[Materials provided — start]

PR #946, opened 2024-11-27
Implement libfunc profiler.

azteca1998:
Implementation of a libfunc profiler.

For each executed libfunc, generates:
  - Number of samples.
  - Total number of ticks.
  - Average number of ticks.
  - Standard deviation.
  - Quartiles (0%, 25%, 50%, 75%, 100%).

Also implements an outlier detection system to filter out operating system noise.

> Note: The `x86_64` architecture handles context switches between cores correctly, but in `aarch64` this is impossible. Results may not be reliable in `aarch64`.

Output Example:

```md
[2]
    Total Samples:          281
    Total Execution Time:   111
    Average Execution Time: 0.39501779359430605
    Standard Deviation:     0.23897873633819258
    Quartiles:              [0, 0, 0, 1, 1]

```
Where `[2]` refers to the libfunc id.

## Checklist
- [ ] Linked to Github Issue
- [ ] Unit tests added


src/bin/cairo-native-run.rs
```diff
@@ -46,6 +46,11 @@ struct Args {
     #[arg(short = 'O', long, default_value_t = 0)]
     opt_level: u8,
 
+    #[cfg(feature = "with-libfunc-profiling")]
+    #[arg(long)]
+    /// The output path for the libfunc profilling results
```
gabrielbosio, line 51:
```suggestion
    /// The output path for the libfunc profiling results
```

src/bin/cairo-native-run.rs
```diff
@@ -188,6 +214,31 @@ fn main() -> anyhow::Result<()> {
...
+
+        for (libfunc_id, (n_samples, sum, quartiles, average, std_dev)) in profile.process() {
+            writeln!(output, "{libfunc_id}")?;
+            writeln!(output, "    Samples  : {n_samples}")?;
+            writeln!(output, "    Sum      : {sum}")?;
+            writeln!(output, "    Average  : {average}")?;
+            writeln!(output, "    Deviation: {std_dev}")?;
+            writeln!(output, "    Quartiles: {quartiles:?}")?;
+            writeln!(output)?;
+        }
```
JulianGCalderon, line 239: Could you write the output of an example run in the description of the PR?

src/metadata/profiler.rs
```diff
@@ -0,0 +1,417 @@
...
+        let value_hi = block.extract_value(context, location, value, i32_ty, 0)?;
+        let value_lo = block.extract_value(context, location, value, i32_ty, 1)?;
+        let core_idx = block.extract_value(context, location, value, i32_ty, 2)?;
+
+        let value_hi = block.extui(value_hi, i64_ty, location)?;
+        let value_lo = block.extui(value_lo, i64_ty, location)?;
+        let value = block.shli(value_hi, k32, location)?;
+        let value = block.append_op_result(arith::ori(value, value_lo, location))?;
+
+        Ok((value, core_idx))
```
JulianGCalderon, line 196: What is `core_idx`? Could you add documentation on the return values?

src/metadata/profiler.rs
```diff
@@ -0,0 +1,417 @@
...
+
+        let Some(profiler) = profiler.get_mut(&trace_id) else {
+            eprintln!("Could not find libfunc profiler!");
+            return;
+        };
+
+        profiler
+            .trace
+            .push((StatementIdx(statement_idx as usize), tick_delta));
+    }
```
JulianGCalderon, line 318: Could you document that u64::MAX implies an invalid time delta?

src/libfuncs.rs
```diff
@@ -349,7 +357,16 @@ where
...
-        cf::br(successor, &destination_operands, location)
+        #[cfg(feature = "with-libfunc-profiling")]
+        self.push_profiler_frame(
+            unsafe { self.context().to_ref() },
+            self.module,
+            block,
+            location,
+        )?;
+
+        block.append_operation(cf::br(successor, &destination_operands, location));
```
JulianGCalderon, line 368: Why do we now append the operation, rather than just returning the `cf::br` operation? Idem for `cond_br`.

src/compiler.rs
```diff
@@ -620,6 +600,45 @@ fn compile_func(
...
+                        results: invocation
+                            .branches
+                            .iter()
+                            .map(|x| vec![Cell::new(None); x.results.len()])
+                            .collect::<Vec<_>>(),
+
+                        #[cfg(feature = "with-libfunc-profiling")]
+                        profiler: match libfunc {
+                            CoreConcreteLibfunc::FunctionCall(_) => {
+                                // Tail-recursive function calls are broken. Also it'd include the entire function which
```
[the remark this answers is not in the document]
FrancoGiachetta: Added better docs here

src/libfuncs.rs
FrancoGiachetta: We concluded this would be quite difficult to accomplish.

src/bin/cairo-native-run.rs
FrancoGiachetta: Done

src/metadata/profiler.rs
```diff
@@ -0,0 +1,417 @@
...
+        let value_lo = block.extui(value_lo, i64_ty, location)?;
+        let value = block.shli(value_hi, k32, location)?;
+        let value = block.append_op_result(arith::ori(value, value_lo, location))?;
+
+        Ok((value, core_idx))
+    }
+
+    /// Get the timestamp
+    #[cfg(target_arch = "aarch64")]
+    pub fn measure_timestamp<'c, 'a>(
```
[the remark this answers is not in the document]
FrancoGiachetta: It seems this is not as inaccurate as we thought, so perhaps it is safe to leave it as it is.

src/metadata/profiler.rs
```diff
@@ -0,0 +1,431 @@
...
+
+                // A tick_delta equal to u64::MAX implies it is invalid, so we don't take it
+                // into account
+                if *tick_delta != u64::MAX {
+                    tick_deltas.push(*tick_delta);
+                } else {
+                    *extra_count += 1;
+                }
+            }
+        }
```
JulianGCalderon, line 345: I think its better to separate the profile processing, from profile capturing.

We could move this method to a standalone function that receives:
1. The raw profile data
2. The sierra program.

And builds the sierra profile summary. I'd also move the definition from the Sequencer into Native:

```rust
pub struct LibfuncProfileSummary {
    pub libfunc_idx: ConcreteLibfuncId,
    pub samples: u64,
    pub total_time: u64,
    pub average_time: f64,
    pub std_deviation: f64,
    pub quartiles: [u64; 5],
}
```

And have something like the following function for processing.

```rust
fn summarize_profile(program: &Program, profile_data: &[StatementIdx, u64]) -> Vec<LibfuncProfileSummary>;
```

We can then call this from Sequencer / cairo-native-run.

programs/examples/brainfuck.cairo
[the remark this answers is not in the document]
FrancoGiachetta: This was done due to deprecations. We import the trait instead of the method is self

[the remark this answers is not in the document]
JulianGCalderon: Oh I see, is it because we updated Cargo lock? I think its not necessary to update the Cargo lock in this PR.

src/metadata/profiler.rs
JulianGCalderon: The main benefit would be to separate concerns. The user of the library can choose how to process the samples, and we just provide a helper function for summarizing the data. We don't need to tie the processing of the samples to the capturing of them.

Also, I doesn't need to be a method. It would be a standalone function.

The other benefit would be to remove `program` from `ProfileImpl`, as its only used for processing.

FrancoGiachetta: I see you point. However being the pass a `Program` as a parameter would mean that you can pass any `Program`, which could lead to incorrect results. Having the Program "attach" ensures this won't happen. Would receiving a closure as a parameter work?

src/libfuncs.rs
```diff
@@ -279,6 +279,13 @@ where
 
     pub branches: Vec<(&'this Block<'ctx>, Vec<BranchArg<'ctx, 'this>>)>,
     pub results: Vec<Vec<Cell<Option<Value<'ctx, 'this>>>>>,
+
+    #[cfg(feature = "with-libfunc-profiling")]
+    pub profiler: Option<(
+        crate::metadata::profiler::ProfilerMeta,
+        cairo_lang_sierra::program::StatementIdx,
+        (Value<'ctx, 'this>, Value<'ctx, 'this>),
+    )>,
```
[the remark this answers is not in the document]
FrancoGiachetta: Done

src/metadata/profiler.rs
```diff
@@ -0,0 +1,431 @@
...
+    collections::{HashMap, HashSet},
+    ffi::c_void,
+    ptr,
+    sync::{LazyLock, Mutex},
+};
+
+#[derive(Clone, Copy, Debug, Hash, PartialEq, Eq)]
+pub enum ProfilerBinding {
+    PushStmt,
+    TraceId,
```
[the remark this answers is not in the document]
FrancoGiachetta: Done

src/metadata/profiler.rs
```diff
@@ -0,0 +1,431 @@
...
+        let value = block.shli(value_hi, k32, location)?;
+        let value = block.append_op_result(arith::ori(value, value_lo, location))?;
+
+        // Values
+        // 1. Timestamp
+        // 2. CPU's id core in which the program is running
+        //
+        // We use the last value to ensure that both the initial and then end timestamp of
+        // a libfunc's execution where calculated by the same core. This is to avoid gathering
+        // invalid data
```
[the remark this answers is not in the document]
FrancoGiachetta: Done

src/metadata/profiler.rs
```diff
@@ -0,0 +1,431 @@
...
+                .add_results(&[i64_ty])
+                .build()?,
+        )?;
+        let core_idx = block.const_int(context, location, 0, 64)?;
+
+        Ok((value, core_idx))
+    }
+
+    #[allow(clippy::too_many_arguments)]
+    /// Receives two timestamps, if they were originated in the same statement index
```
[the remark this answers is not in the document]
FrancoGiachetta: Done

src/metadata/profiler.rs
JulianGCalderon: What do you mean by a closure?

src/metadata/profiler.rs
```diff
@@ -0,0 +1,431 @@
...
+            ProfilerBinding::PushStmt => ProfileImpl::push_stmt as *const (),
+            ProfilerBinding::TraceId => ptr::null(),
+        }
+    }
+}
+
+#[derive(Clone)]
+pub struct ProfilerMeta {
+    active_map: RefCell<HashSet<ProfilerBinding>>,
+    _private: (),
```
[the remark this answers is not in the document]
FrancoGiachetta: I think it was simply to avoid constructing the struct directly. However I think it is useless now since is has another private field. I'll change it

src/metadata/profiler.rs
JulianGCalderon: I think this design debate is subjective. I don't want to block on this. We can leave it as is, or seek an external opinion. 

Regardless. I don't see any benefit for defining a closure for processing the raw data, instead of exposing the raw data to the user directly. Both achieve the same result, but the closure approach adds unnecessary complexity IMO.

I think something like the following is simpler:

```rust
pub struct ProfilerImpl {}

impl ProfilerImpl {
  pub fn get_profile(&self) -> Profile;
}

type Profile = Vec<Sample>;
pub struct Sample {
  pub statement: StatementIdx,
  pub measure: SampleMeasure,
}
pub enum SampleMeasure {
  DeltaNs(u128),
  Unit,
}
```

This way we just provide a way for accessing the whole program profile, allowing us to:
- Calculate statistics for a libfunc (avg, mean, dev).
- Calculate distribution of a libfunc (does it always take X time, or its execution time varies a lot).
- As we don't aggregate results prematurely, we also have information on the order that this samples were recorded. Note that if we group by libfunc we lose this information.

If its something we do very often, we can also provide a helper for calculating the summary:

```rust
pub struct LibfuncProfileSummary {
    pub libfunc_idx: ConcreteLibfuncId,
    pub samples: u64,
    pub total_time: u64,
    pub average_time: f64,
    pub std_deviation: f64,
    pub quartiles: [u64; 5],
}

impl Profile {
    pub fn summarize(&self, program: &Program) -> Vec<LibfuncProfileSummary>;
}
```

> However being able to pass a Program as a parameter would mean that you can pass any Program, which could lead to incorrect results.

True, but the current solution does not tackle this. The type `ConcreteLibfuncId` depends on the program registry. For the user to correctly inspect that libfunc, it needs the registry of the program. Also, the user needs to create `ProfilerImpl` at the start of the execution, an can also use the wrong `Program`.

gabrielbosio: If processing is something it is done at the end of the `summarize_profiles` we can separate that function in two parts. That way we remove the need of using a closure. The flow would look like this:

1. The user calls `summarize_profiles`. It returns a value.
2. The user does something with that returned value.

I think it is simpler than:

1. The user implements a closure that receives a value that will be processed by `summarize_profiles` in some way.
2. The user calls `summarize_profiles` passing that closure as an argument. It returns a value dependent of the user-defined closure.

Maybe it is because I like to think data flow more linearly. Maybe a closure would be necessary if the processing is being done in the middle of the `summarize_profiles` function (Being the `processor` a hook in that case).

gabrielbosio: It is true that the complexity is being moved to the creation of other structs. Still I prefer to think this more linearly in this case.

src/metadata/profiler.rs
```diff
@@ -0,0 +1,395 @@
...
+//! Once the program execution finished and the information was gathered, a `summarize_profiles` can be called. It
+//! exepects a closure to process this information.
+//!
+//! As well as with the trace-dump fature, in the context of starknet contracts, we need to add support for building
+//! profiles for multiple programs. To do so, we need two important elements, which must be set before every contract
+//! execution:
+//!
+//! 1. A glbal static hashmap to map every profile id to its respective profile summary. See `LIBFUNC_PROFILE`.
+//!
+//! 2. A counter to track the ID of the current libfunc profile, which gets updated every time we switch to another
```
JulianGCalderon, line 20:
```suggestion
//! 2. A counter to track the ID of the current profiler, which gets updated every time we switch to another
```

src/metadata/profiler.rs
```diff
@@ -0,0 +1,395 @@
...
+    },
+    ir::{
+        attribute::{FlatSymbolRefAttribute, StringAttribute, TypeAttribute},
+        operation::OperationBuilder,
+        r#type::{IntegerType, MemRefType},
+        Attribute, Block, BlockLike, Identifier, Location, Module, Region, Value,
+    },
+    Context,
+};
+#[cfg(feature = "with-libfunc-profiling")]
```
JulianGCalderon, line 47: This feature gate should not be required, as this file is gated entirely.

src/metadata/profiler.rs
```diff
@@ -0,0 +1,395 @@
...
+                MemRefType::new(IntegerType::new(context, 64).into(), &[], None, None),
+                location,
+            ))
+            .unwrap();
+
+        block.append_op_result(memref::load(trace_profile_ptr, &[], location))
+    }
+
+    /// Get the timestamp
+    /// Values
```
JulianGCalderon, line 172:
```suggestion
    /// Gets the current timestamp.
    ///
    /// The values returned are:
```

src/metadata/profiler.rs
```diff
@@ -0,0 +1,395 @@
...
+        let value_hi = block.extui(value_hi, i64_ty, location)?;
+        let value_lo = block.extui(value_lo, i64_ty, location)?;
+        let value = block.shli(value_hi, k32, location)?;
+        let value = block.append_op_result(arith::ori(value, value_lo, location))?;
+
+        Ok((value, core_idx))
+    }
+
+    /// Get the timestamp
+    /// Values
```
JulianGCalderon, line 228: /// Gets the current timestamp.
    ///
    /// The values returned are:

src/metadata/profiler.rs
```diff
@@ -0,0 +1,395 @@
...
+    /// 1. Timestamp
+    /// 2. CPU's id core in which the program is running (only for x86 arch)
+    ///
```
JulianGCalderon, line 231: Please add a comment in the function signature, explaining that the core idx cannot be retreived in aarch64, and therefore we always return the same value: `0`.

src/metadata/profiler.rs
```diff
@@ -0,0 +1,395 @@
...
+        Ok(())
+    }
+}
+
+/// Represents a libfunc's profile. A libfunc profile maps libfuncs id
+/// to a tuple with a vector of deltas (*1) and extra counts (*2).
+/// *1 Each delta refers to the execution time of that libfunc call
+/// *2 `extra_count` is a count of libfunc calls whose execution time
+/// couldn't be calculated.
+pub type LibfuncProfiles = HashMap<ConcreteLibfuncId, (Vec<u64>, u64)>;
```
JulianGCalderon, line 327: Please change the tuple for a structure:

```rust
/// Represents the entire profile of the execution.
///
///It maps the libfunc ID to a libfunc profile.
type Profile = HashMap<ConcreteLibfuncId, LibfuncProfileData)>;

/// Represents the profile data for a particular libfunc.
struct LibfuncProfileData {
    /// A vector of execution times, for each time the libfunc was executed.
    deltas: Vec<u64>,
    /// If the time delta for a particular execution could not be gathered,
    /// we just increase `extra_counts` by 1.
    extra_counts: u64,
}
```

JulianGCalderon: Also, document what is the unit of the deltas vector. Is it in nanoseconds?

src/metadata/profiler.rs
```diff
@@ -0,0 +1,395 @@
...
+
+pub static LIBFUNC_PROFILE: LazyLock<Mutex<HashMap<u64, ProfileImpl>>> =
+    LazyLock::new(|| Mutex::new(HashMap::new()));
+
+#[derive(Default)]
+pub struct ProfileImpl {
```
JulianGCalderon, line 333:
```suggestion
pub struct ProfilerImpl {
```

src/metadata/profiler.rs
```diff
@@ -0,0 +1,395 @@
...
+    }
+
+    /// Process profiling results.
+    ///
+    /// Receives a closure with the flowing paramaters `(libfunc_id, (vec<delta_time>, extra_count))` to
+    /// process profiles information.
+    ///
+    /// `extra_count`: counter of libfunc calls whose execution time
+    /// hasn't been calculated for being invalid.
+    ///
```
JulianGCalderon, line 363: This comments are outdated. I think they could be removed. If we document de data type correctly, there is no need to repeat the meaning of the fields here.

src/metadata/profiler.rs
```diff
@@ -0,0 +1,395 @@
...
+/// *2 `extra_count` is a count of libfunc calls whose execution time
+/// couldn't be calculated.
+pub type LibfuncProfiles = HashMap<ConcreteLibfuncId, (Vec<u64>, u64)>;
+
+pub static LIBFUNC_PROFILE: LazyLock<Mutex<HashMap<u64, ProfileImpl>>> =
+    LazyLock::new(|| Mutex::new(HashMap::new()));
+
+#[derive(Default)]
+pub struct ProfileImpl {
+    pub trace: Vec<(StatementIdx, u64)>,
```
JulianGCalderon, line 334:
```suggestion
    /// The samples recorded by the profiler. A value of `u64::MAX` implies
    /// that the delta time for a statement could not be gathered.
    pub samples: Vec<(StatementIdx, u64)>,
```

src/metadata/profiler.rs
```diff
@@ -0,0 +1,395 @@
...
+            eprintln!("Could not find libfunc profiler!");
+            return;
+        };
+
+        profiler
+            .trace
+            .push((StatementIdx(statement_idx as usize), tick_delta));
+    }
+
+    /// Process profiling results.
```
JulianGCalderon, line 356: I'd rename this comment to: "Returns the execution profile, grouped by libfunc".

src/metadata/profiler.rs
```diff
@@ -0,0 +1,395 @@
...
+    ///
+    /// Receives a closure with the flowing paramaters `(libfunc_id, (vec<delta_time>, extra_count))` to
+    /// process profiles information.
+    ///
+    /// `extra_count`: counter of libfunc calls whose execution time
+    /// hasn't been calculated for being invalid.
+    ///
+    pub fn get_profiles(&self, sierra_program: &Program) -> LibfuncProfiles {
```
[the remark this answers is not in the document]
FrancoGiachetta: Mmm, I saw a profile a profile as an individual Libfunc. But I'll change it if you prefer

src/bin/cairo-native-run.rs
```diff
@@ -188,6 +221,53 @@ fn main() -> anyhow::Result<()> {
...
+
+        assert_eq!(profile.values().len(), 1);
+
+        let profile = profile.values().next().unwrap();
+
+        if let Some(profiler_output_path) = args.profiler_output {
+            let mut output = File::create(profiler_output_path)?;
+
+            let raw_profiles = profile.get_profile(&sierra_program);
+            let mut processed_profiles = process_profiles(raw_profiles);
```
JulianGCalderon, line 240: To keep consistency, we should use the singular here `raw_profile`, `processed_profile`, etc.

src/metadata/profiler.rs
```diff
@@ -0,0 +1,415 @@
...
+//!    we executed the given statement.
+//!
+//! Once the program execution finished and the information was gathered, the `get_profile` method can be called.
+//! It groups the samples by libfunc, and returns all data related to each libfunc.
+//!
+//! As well as with the trace-dump feature, in the context of Starknet contracts, we need to add support for building
+//! profiles for multiple executions. To do so, we need two important elements, which must be set before every contract
+//! execution:
+//!
+//! 1. A golbal static hashmap to map every profile ID to its respective profiler. See `LIBFUNC_PROFILE`.
```
JulianGCalderon, line 19:
```suggestion
//! 1. A global static hashmap to map every profile ID to its respective profiler. See `LIBFUNC_PROFILE`.
```

src/metadata/profiler.rs
```diff
@@ -0,0 +1,415 @@
...
+//!
+//! 2. A counter to track the ID of the current profiler, which gets updated every time we switch to another
+//!    contract. Since a contract can call other contract's, we need a way of restoring the counter after every execution.
```
JulianGCalderon, line 22:
```suggestion
//!    contract. Since a contract can call other contracts, we need a way of restoring the counter after every execution.
```

src/metadata/profiler.rs
```diff
@@ -0,0 +1,415 @@
...
+
+        block.append_op_result(memref::load(trace_profile_ptr, &[], location))
+    }
+
+    /// Gets the current timestamp.
+    ///
+    /// The values returned are:
+    /// 1. Timestamp: CPU cycles since its reset.
+    /// 2. CPU's id core in which the execution is running (only for x86 arch).
+    ///    In case of arm, 0 is always return as there's no way to know in which
```
JulianGCalderon, line 177:
```suggestion
    ///    In case of arm, 0 is always returned as there's no way to know in which
```

src/metadata/profiler.rs
```diff
@@ -0,0 +1,415 @@
...
+
+        Ok((value, core_idx))
+    }
+
+    /// Gets the current timestamp.
+    ///
+    /// The values returned are:
+    /// 1. Timestamp: CPU cycles since its reset.
+    /// 2. CPU's id core in which the program is running (only for x86 arch).
+    ///    In case of arm, 0 is always return as there's no way to know in which
```
JulianGCalderon, line 236:
```suggestion
    ///    In case of arm, 0 is always returned as there's no way to know in which
```

src/metadata/profiler.rs
```diff
@@ -0,0 +1,415 @@
...
+
+        Ok(())
+    }
+}
+
+/// Represents a libfunc's profile. A libfunc profile maps libfuncs id
+/// to a tuple with a vector of deltas (*1) and extra counts (*2).
+/// *1 Each delta refers to the execution time of that libfunc call
+/// *2 `extra_count` is a count of libfunc calls whose execution time
+/// couldn't be calculated.
```
JulianGCalderon, line 333: This comment is outdated.

src/metadata/profiler.rs
```diff
@@ -0,0 +1,415 @@
...
+/// Represents the entire profile of the execution.
+///
+///It maps the libfunc ID to a libfunc profile.
```
JulianGCalderon, line 336:
```suggestion
/// It maps the libfunc ID to a libfunc profile.
```

JulianGCalderon (changes requested):

src/metadata/profiler.rs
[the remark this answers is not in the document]
FrancoGiachetta: It is usable but there's a possibility that there could be noise in the results, which is not the case in x86.

src/bin/cairo-native-run.rs
```diff
@@ -205,3 +298,92 @@ fn main() -> anyhow::Result<()> {
...
 }
+
+#[cfg(feature = "with-libfunc-profiling")]
+struct LibfuncProfileSummary {
+    pub libfunc_idx: ConcreteLibfuncId,
+    pub samples: u64,
+    pub total_time: Option<u64>,
+    pub average_time: Option<f64>,
+    pub std_deviation: Option<f64>,
+    pub quartiles: Option<[u64; 5]>,
```
JulianGCalderon, line 309: In which situation do we return `None`?

src/bin/cairo-native-run.rs
```diff
@@ -188,6 +221,66 @@ fn main() -> anyhow::Result<()> {
...
+
+        assert_eq!(profile.values().len(), 1);
+
+        let profile = profile.values().next().unwrap();
+
+        if let Some(profiler_output_path) = args.profiler_output {
+            let mut output = File::create(profiler_output_path)?;
+
+            let raw_profile = profile.get_profile(&sierra_program);
+            let mut processed_profile = process_profiles(raw_profile);
```
JulianGCalderon, line 240:
```suggestion
            let mut processed_profile = process_profile(raw_profile);
```

src/bin/cairo-native-run.rs
```diff
@@ -188,6 +221,66 @@ fn main() -> anyhow::Result<()> {
...
+                    (total_time, average_time, std_deviation, quartiles)
+                else {
+                    writeln!(output, "    Total Execution Time:   none")?;
+                    writeln!(output, "    Average Execution Time: none")?;
+                    writeln!(output, "    Standard Deviation:     none")?;
+                    writeln!(output, "    Quartiles:              none")?;
+                    writeln!(output)?;
+
+                    continue;
+                };
```
JulianGCalderon, line 273: If only a single field is `None`, this will write `None` in all of them.

src/bin/cairo-native-run.rs
```diff
@@ -205,3 +298,92 @@ fn main() -> anyhow::Result<()> {
...
+                // Compute the quartiles.
+                let quartiles = [
+                    *deltas.first().unwrap(),
+                    deltas[deltas.len() / 4],
+                    deltas[deltas.len() / 2],
+                    deltas[3 * deltas.len() / 4],
+                    *deltas.last().unwrap(),
+                ];
+
+                // Compuite the average.
```
JulianGCalderon, line 361:
```suggestion
                // Compute the average.
```

src/metadata/profiler.rs
```diff
@@ -0,0 +1,411 @@
+#![cfg(feature = "with-libfunc-profiling")]
+//! The libfunc profiling feature is used to generate information about every libfunc executed in a sierra program.
+//!
+//! When this feature is used, the compiler will call the important methods:
+//!
+//!  1. `measure_timestamp`: called before every libfunc execution.
```
JulianGCalderon, line 6:
```suggestion
//! 1. `measure_timestamp`: called before every libfunc execution.
```

src/bin/cairo-native-run.rs
FrancoGiachetta: In x86, if a libfunc is call once and the timestamps calculated are invalid, then `deltas` will be an empty array.

src/bin/cairo-native-run.rs
JulianGCalderon: Wouldn't it be better to check each of them individually? Or it doesn't matter?

FrancoGiachetta: I prefer doing it in one line. I don't want it to panic if no deltas were calculated, so unwrapping is not an option. Checking each value individually would mean I would need to tackle the `None` case for each of them. I think it's simpler and cleaner to leave it in one line.

src/bin/cairo-native-run.rs
FrancoGiachetta: You are, I mess up and used `Some(..)` instead. Fixed it

src/bin/cairo-native-run.rs
JulianGCalderon: If its impossible for one value to be None, but for the other values to be Some, then  We **should** check each value individually. If its not possible for this to happen (either all are None, or all are Some) then we could leave it this way.

JulianGCalderon (approved):
LGTM

src/bin/cairo-native-run.rs
FrancoGiachetta: All this values depend on the fact that `deltas` is not empty. So it is not.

[Materials provided — finish]

Starting at the first line of the data above, retype each line exactly until you reach the line containing "- Standard deviation.", and include that line too.

Output for this exercise =
PR #946, opened 2024-11-27
Implement libfunc profiler.

azteca1998:
Implementation of a libfunc profiler.

For each executed libfunc, generates:
  - Number of samples.
  - Total number of ticks.
  - Average number of ticks.
  - Standard deviation.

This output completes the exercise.